Insolvencies Grow as UK's Debt Obsession Heads for a Reckoning
- Both corporate and individual insolvencies on the increase
- "Sooner or later the music has to stop"
- Bank of England's low-rate policy could be fuelling the next crisis
New data from the UK's Insolvency Service show insolvencies are rising at a concerning rate, with one accountancy professional warning the human cost of the economic slowdown "is getting more acute by the day."
The Insolvency Service report total individual insolvencies increased in Q1 2018, reaching the highest quarterly level since Q3 2012.
This was driven primarily by an increase in individual voluntary arrangements, which reached a record high, while the number of bankruptcies and debt relief orders also increased.
On the corporate front, the underlying number of insolvencies (excluding bulk insolvencies) increased in Q1 2018, to the highest quarterly level since Q1 2014.
This was driven by a rise in underlying creditors’ voluntary liquidations, and compulsory liquidations.
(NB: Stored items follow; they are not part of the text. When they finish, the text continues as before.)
PR #1026, opened 2026-07-07
feat(rust): supervisor daemon increment 3 (persistent lifecycle and nftables)

odesenfans:
Increment 3 of the Rust supervisor port (design doc section 7, row 3): the persistent QEMU lifecycle, host networking mutations, and adoption step 5.

## What's in

- **nftables engine**: firewall.py ported rule-for-rule as pure functions (ruleset in, JSON command batches out), pinned byte-for-byte against captures of the actual Python module (12 fixture scenarios incl. both-protocols ordering); `nft -j` apply behind a seam.
- **Host mutation seams**: systemd unit mutations over zbus, tap create/delete (ip(8), Python's exact error tolerance), ndppd conf rendering with the 0.5s debounced restart, port-mapping writes with SQLAlchemy-byte-identical DDL and datetime rendering, and the legacy `EXECUTION_DATABASE` port-mapping migration (a 1.13 node flipped straight to rust keeps its forwards).
- **RPCs**: CreateVm (idempotency, readopt-of-live-untracked, memory backstop, GPU validation, cloud-init seed byte-compatible with the Python builders, pydantic-identical atomic config write, ready wait with crash-loop recheck), StopVm, StartVm, RebootVm, ReinstallVm, DeleteVm, Add/RemovePortForward, RecreateNetwork, boot-time nftables/ndppd reconcile (adoption step 5), settings check slice, and the GPU rebuild for VMs adopted running (closes ledger entry 14 via #1023).
- **Integration matrix**: `tests/integration/` now drives either daemon via `ALEPH_VM_SUPERVISOR_IMPL`; the "Supervisor integration tests" CI job runs a python/rust matrix, with real-kernel port-forward and RecreateNetwork coverage on both legs, and loud failures instead of silent skips when cargo//dev/kvm are missing in CI.

## Review

Three-lens adversarial review (parity vs the Python originals, Rust robustness, CI/test quality): 43 findings consolidated into 24 fixes (each with a regression test), 12 new ledger entries (now 36), 2 refuted with evidence. Highlights: a host-port allocator race between per-VM locks that could leak a live DNAT rule pointing at the wrong guest (now serialized through one net lock, matching the Python event loop's implicit serialization), RecreateNetwork flushing chains unserialized against concurrent creates, udp-before-tcp recreation order, insertion-order enumeration parity, the legacy DB migration, and a CI gate-break where the rust integration leg would have failed on WatchEvents (increment 4 surface).

## Gates

cargo fmt/clippy clean, 148 cargo tests (`--locked`), conformance 20/20 (fixtures generated by the real pydantic/SQLAlchemy/firewall.py code, drift-guarded both directions), ruff format/isort/mypy clean on touched Python. The rust integration leg runs first in this PR's CI.

## Known staging

WatchEvents/StreamLogs, ephemeral Firecracker programs, and the reattach retry loop are increment 4; backups increment 5; confidential mutations increment 6 (ledger entry 9).


foxpatch-aleph (approved):
This is a high-quality, well-structured increment that ports the persistent QEMU lifecycle, nftables engine, host networking mutations, and port-forward management from the Python supervisor to Rust. The locking model (creation_lock → vm_lock → net_lock) is correctly ordered with no deadlock cycles, and guards are never held across long systemd waits. The nftables pure/apply separation enables thorough fixture-based parity testing without root. Security-sensitive areas are handled correctly: subprocess invocations use argument lists (no shell injection), the unsafe bind_probe properly manages fd lifetimes, atomic config writes use temp-file+fsync+rename, and the vm_hash path traversal is explicitly acknowledged as a shared wart deferred for a coordinated fix (ledger entry 34). The saturating_add fix for the memory backstop correctly prevents integer overflow from hostile requests. Test coverage is comprehensive, including concurrency tests for the host-port allocator race, panic recovery in the boot path, byte-for-byte fixture parity against the Python firewall/cloudinit/config-writer code, and real end-to-end integration tests with nftables verification on both matrix legs. The divergence ledger (now 36 entries) thoroughly documents every deliberate difference from the Python oracle with clear dispositions.

**`rust/crates/supervisor-daemon/src/lifecycle.rs`** (line 1679): Minor observation (non-blocking): in recreate_network, between step 4 (per-VM chains rebuilt under net_lock) and step 5 (reapply port redirects outside net_lock), a concurrent stop_vm could tear down the freshly-rebuilt chains for a VM before its redirects are reapplied. The net_lock serializes the individual nft operations, but the gap between steps 4 and 5 is unlocked. This matches Python's event-loop interleaving behavior and the consequences are limited (stale rules cleaned up on next stop/recreate), so it's acceptable for parity.

**`rust/crates/supervisor-daemon/src/lifecycle.rs`** (line 870): Minor observation (non-blocking): in update_port_redirects, if nft_add_redirect or nft_remove_redirect fails mid-way through the protocol loop, the function returns an error with partially-applied nft rules but the in-memory forwards list stays at the pre-call snapshot (correct per ledger entry 29's snapshot semantics). The nft rules themselves are not rolled back. This matches the Python daemon's behavior where the store is only written on success but nft mutations are not transactional.

foxpatch-aleph (approved):
A large, well-executed increment that ports the persistent QEMU lifecycle, nftables engine, host networking mutations, and boot-time reconcile from Python to Rust. The code maintains careful parity with the Python oracle, with deliberate divergences clearly documented in the ledger. Lock discipline is sound: creation_lock -> vm_lock -> net_lock (innermost), with the net_lock correctly serializing host-port allocation through persistence to prevent the cross-VM DNAT race. The memory backstop uses saturating_add to prevent overflow. The bind probe correctly uses raw libc without SO_REUSEARRD to match Python's plain socket semantics. The nftables pure layer is cleanly separated from the apply layer, enabling hermetic testing against captured Python fixtures. Cloud-init JSON-as-YAML is a valid subset. The known vm_id path traversal is a shared wart (ledger entry 34), not introduced here. Test coverage is extensive with 148 cargo tests plus conformance and integration matrix coverage.

**`rust/crates/supervisor-daemon/src/lifecycle.rs`** (line 726): The untracked-VM delete path reads the config file using `vm_id` directly in `controller_config_path`. If `vm_id` contains path separators (e.g. `../../etc/passwd-controller.json`), this could resolve outside EXECUTION_ROOT. This is the known shared wart ledgered as entry 34 (fix-in-both-later), not a regression introduced by this PR, but worth noting that the delete path here is more dangerous than the read path since it calls `remove_controller_configuration` which unlinks files derived from `vm_id`.

**`rust/crates/supervisor-daemon/src/ports.rs`** (line 452): The port allocation loop `for port in start..MAX_PORT` excludes `MAX_PORT` (65535). Python's `range(start_port, 65535)` has the same off-by-one, so this is correct parity, but port 65535 is never allocated by either daemon. Just a confirmation that this matches Python.

**`rust/crates/supervisor-daemon/src/lifecycle.rs`** (line 1342): The `catch_unwind` with `AssertUnwindSafe` is sound here because the closure's state access is either re-read under locks after the closure returns or cleaned up by the error path. The comment explains the safety reasoning well.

Insolvencies are where a company is no longer able to pay debts and enters liquidation, administration or other company rescue process. An individual insolvency involves someone who is no longer able to pay debts and enters formal procedures.
“Britain’s economy is far from a recession but the human cost of its slowdown is getting more acute by the day," says Brian Johnson, insolvency partner at the chartered accountants HW Fisher & Company. “Such a big jump in the number of individual insolvencies is a grim reminder of just how tight many people’s finances are."
HW Fisher & Company believe years of weak wage growth and cheap credit have led millions of Britons to become dangerously leveraged all over again, funding comfortable lifestyles with high levels of debt.
“This approach is fine as long as the economy keeps growing. But sooner or later the music has to stop – and the sharp slowdown in economic growth seen in the first quarter suggests that day of reckoning is getting closer," says Johnson.
The insolvency data come on the same day that it is revealed the UK economy grew a paltry 0.1% in the first three months of 2018, confirming the steady trend of slowing economic growth remains in control.
Johnson says if there is one crumb of comfort in the deteriorating insolvency picture, it is that the Bank of England will be very unlikely to raise interest rates any time soon.
“So the fool’s paradise of low interest rates will continue, for now. But with the economy losing momentum and a worrying number of people falling off the cliff into insolvency, today’s data is an abrupt wake up call,” says Johnson.
Recent data from the ONS shows the UK's households’ saving ratio fell to an annual record low of 4.9% in 2017 (since comparable records began in 1963) as growth in households’ spending exceeded the growth of households’ income.
Latest estimates suggest households were net borrowers in 2017 for the first time since records began in 1987; this reflects five consecutive quarters of net borrowing by households.
The prolonged era of record-low interest rates being overseen by the Bank of England is certainly having an effect, and it is not hard to see how these record-low rates might just have been the source of the next debt-fuelled implosion.
That interest rates are at record lows in the midst of an historically prolonged economic expansion flies in the face of typical economic assumptions on monetary policy that warns of the dangers posed when the supply of money is too generous.
For now though the Bank of England is not too concerned by UK debt dynamics, noting that the country's financial institutions are in good health with measures taken since the 2008 financial crisis ensuring their capital buffers can withstand a significant rise in debt defaults.
That does not however suggest a significant debt-fuelled hangover will not impact the economy at somepoint, even if it is not of the scale and severity of the 2008 crisis.
The calls by a number of economists for the Bank to raise interest rates will therefore continue to be made.